EXERCISE INPUT:

PR #604, opened 2025-03-27
Update SQL server relations to not require an alias

### LINKED ISSUE #595: --Empty flag only useful in the simplest projects
Right now the SQL server adapter is inheriting the behaviour of the _render_limited_alias from the DBT core adapter

https://github.com/dbt-labs/dbt-adapters/blob/48c110f547b4e6eea294a179cb562fef5bd29ba4/dbt-adapters/src/dbt/adapters/base/relation.py#L60

This means that all refs get an alias output when running with the empty flag. This is fine if you use no aliases at all in your project, it would seem to me that only the simplest of projects could get away with this requirement. Is anyone actually able to do this successfully?

I would suggest that we change the require_alias flag to false for SQL server and make the provision of aliases down to the project owner. This means that a project that has a requirement for an alias anywhere in their codebase can use the --Empty flag by ensuring aliases are used consistently throughout the project.

Ideally this would be a configurable flag that can be set by the user of the adapter I cannot see how you pass project level flags into BaseRelation and derived classes. If someone knows of a way to do that then I can add a pull request that adds this custom flag and uses that instead.

Benjamin-Knight:
Closes #595

Any project that uses the empty flag and expect the adapter to set aliases would find it no longer works.


axellpadilla:
@Benjamin-Knight  Please merge if ready, they reverted to true this for some reason for v1.10 https://github.com/microsoft/dbt-fabric/commit/4aca77dd5051e5a14dfa785ab5fabeee45cd6dc8
I added a workaround but that works only for empty and samples, and not for microbatching, this should be enough to avoid moving that important detail, microbatch can still be used on pure WITH statements

Benjamin-Knight:
I'll double check this statement they have in the pull request for 1.10. 

Updated the require_alias attribute in FabricRelation to True, aligning with dbt-core 1.10.0 requirements.

I do not remember seeing that requirement but will ensure that is the case.

axellpadilla:
> I'll double check this statement they have in the pull request for 1.10.
> 
> Updated the require_alias attribute in FabricRelation to True, aligning with dbt-core 1.10.0 requirements.
> 
> I do not remember seeing that requirement but will ensure that is the case.

Please let me know if we can include the workaround on v1.10 so feature is usable without having to analyze the implications of the require_alias change, we could find another solution or wait for the bug to be resolved upstream somehow https://github.com/dbt-labs/dbt-adapters/issues/199.

Benjamin-Knight:
I can't see any reason for that statement in the fabric code, the flag you've setup allows for it to be swapped depending on how the user wants the adapter to work. Its important because right now the adapter requires that you either never use an alias or always use an alias to use these features. 

That's fine but right now without the toggle its enforces that you never use an alias, and sometimes that isn't possible when your projects get more complex.

The only question is whether we should have the default be the current behaviour, which is that it does generate an alias and the flag should opt into the new behaviour so that this isn't a breaking change.

axellpadilla:
> I can't see any reason for that statement in the fabric code, the flag you've setup allows for it to be swapped depending on how the user wants the adapter to work. Its important because right now the adapter requires that you either never use an alias or always use an alias to use these features.
> 
> That's fine but right now without the toggle its enforces that you never use an alias, and sometimes that isn't possible when your projects get more complex.
> 
> The only question is whether we should have the default be the current behaviour, which is that it does generate an alias and the flag should opt into the new behaviour so that this isn't a breaking change.

Lets start without changing that so we can test on production and follow up the upstream issue, they could introduce changes or features that depends on having that setup so opt-in is safer right now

TASK STATEMENT: Each line above with the string "requires" in it should be located and copied.

RESULT OF THIS TASK:
I can't see any reason for that statement in the fabric code, the flag you've setup allows for it to be swapped depending on how the user wants the adapter to work. Its important because right now the adapter requires that you either never use an alias or always use an alias to use these features. 
> I can't see any reason for that statement in the fabric code, the flag you've setup allows for it to be swapped depending on how the user wants the adapter to work. Its important because right now the adapter requires that you either never use an alias or always use an alias to use these features.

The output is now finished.